Exact reproduction required: the lines below from the line with "Per #704, Transition" to the line with "Pipfile.lock included with", both ends included, and no others.

**Given records**.
—————

PR #758, opened 2018-03-14
Include 'grade' in timecards.json response.

### LINKED ISSUE #756: Add grade info to /api/timecards.json output
Employee grade (e.g., GS 15) info is stored in the database as of #461, but it's not exported as part of the `/api/timecards.json` output, which I'm using for my [Google Apps Scripts / Tock integration](https://github.com/18F/tock-gas-ts).  It'd be great if it could be included here, so that spreadsheets can accurately calculate budgeting data.

While the output is denormalized, it seems useful to include it since an employee's grade can change over time, which means that at different points in a project, the employee could charge different rates if they are promoted. I think. Will have to make sure of this.

toolness:
Fixes #756.

## To do

- [x] Document this in `api-docs/timecards.md`.
- [x] ~~Should we convert the grade from an integer to an actual grade level string, e.g. `"GS14"`?~~ Decided not to do this; one advantage of keeping it as a number is that it's very easy to compare one grade to another.
- [x] In #461, Patrick says with regard to providing grade information via a superuser-only view, "The purpose of this is to limit the availability of employee-level grade information and protect the privacy of our employees".  Do we only want to provide the grade information if the requester (or the token associated with them) is a superuser? Right now we're just returning the information all the time.

  **Update:**

    I emailed the GSA's Chief Privacy Officer about this and he said:

    > Current GS level is considered "releaseable" under GSA Policy, meaning that it is not confidential/sensitive info:  https://insite.gsa.gov/portal/content/674050

    So we should be good to go!

### DIFF
--- a/api-docs/projects.md
+++ b/api-docs/projects.md
@@ -32,6 +32,7 @@ To fetch a list of projects  information.
         "billable": true,
         "start_date": null,
         "end_date": null,
+        "grade": 16,
         "active": true
     },...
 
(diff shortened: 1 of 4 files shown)


toolness:
Ok I think this is good to go!

PR #761, opened 2018-03-19
Fix 404s on static files we control

### LINKED ISSUE #665: Fix borked static asset references
While looking into an unrelated issue I noticed several errors show up in the logs while fetching static assets:

```
ERR Not Found: /static/img/uswds/close.svg
ERR WARNING:django.request:Not Found: /static/img/uswds/close.svg
ERR Not Found: /tock/static/js/vendor/underscore-min.js
ERR WARNING:django.request:Not Found: /tock/static/js/vendor/underscore-min.js
```

There might be other related ones, but in any case these references need to be fixed to ensure functionality doesn't break anywhere.

### LINKED ISSUE #760: Underscore not loading and potentially unused
I noticed that loading tock throws `Refused to execute script from 'https://tock.18f.gov/tock/static/js/vendor/underscore-min.js' because its MIME type ('text/html') is not executable, and strict MIME type checking is enabled.`. But it's not clear from a quick skim that underscore is actually used. If it *is* used, we probably don't need to both include it in `package.json` and vendor the minified source--which we're doing for a few other assets as well.

rogeruiz:
Closes #665 and closes #760


tock/tock/templates/_navigation.html
```diff
@@ -1,7 +1,7 @@
 <nav role="navigation" class="usa-nav">
   <div class="usa-nav-inner">
     <button class="usa-nav-close">
-      <img src="/static/img/uswds/close.svg" alt="close">
+      <img src="/tock/static/img/uswds/close.svg" alt="close">
```
tbaxter-18f: Wouldn't you just want to use {{ STATIC_URL }} or something like that?

rogeruiz: Thanks. Updated it in a0b98fd

Issue #704, opened 2018-01-22
Update all Tock dependencies


ccostino:
A handful of the Python dependencies in Tock need to be updated to their latest versions.  Some additional testing and verification will be needed to make sure all of the upgrades integrate seamlessly.

Updating Django is a separate issue (#699) as that is going to be required for ATO.

PR #762, opened 2018-03-20
Transition to Pipenv and update python/js dependencies

Jkrzy:
## Description

Per #704, Transition requirements.txt to Pipfile.

Pipfile.lock included with current versions of all dependencies. Django is pinned at 1.11 until we're ready for that transition. DRF is pinned at 3.6, code changes required for >=3.7.

Dockerfile revised to install packages with Pipenv.


rogeruiz:
@jkrzy are these changes going to affect the start commands for the build pack?

http://docs.cloudfoundry.org/buildpacks/python/index.html

rogeruiz:
Also @jkrzy, looks like you’ll need to update `.circleci/config.yml` to use the new commands. Might make sense to have CI leverage a script now rather than raw shell commands.

Jkrzy:
Thanks for the [wip] review @rogeruiz! The CF buildpack generates a ``requirements.txt`` from the Pipfile, no additional changes needed there but deploy docs do need a touch-up.

Doc and CI changes are incoming, need to familiarize myself with the deploy process before I update the documentation on it 😃 🏫

rogeruiz:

—————

**Answer to this task**.
Per #704, Transition requirements.txt to Pipfile.

Pipfile.lock included with current versions of all dependencies. Django is pinned at 1.11 until we're ready for that transition. DRF is pinned at 3.6, code changes required for >=3.7.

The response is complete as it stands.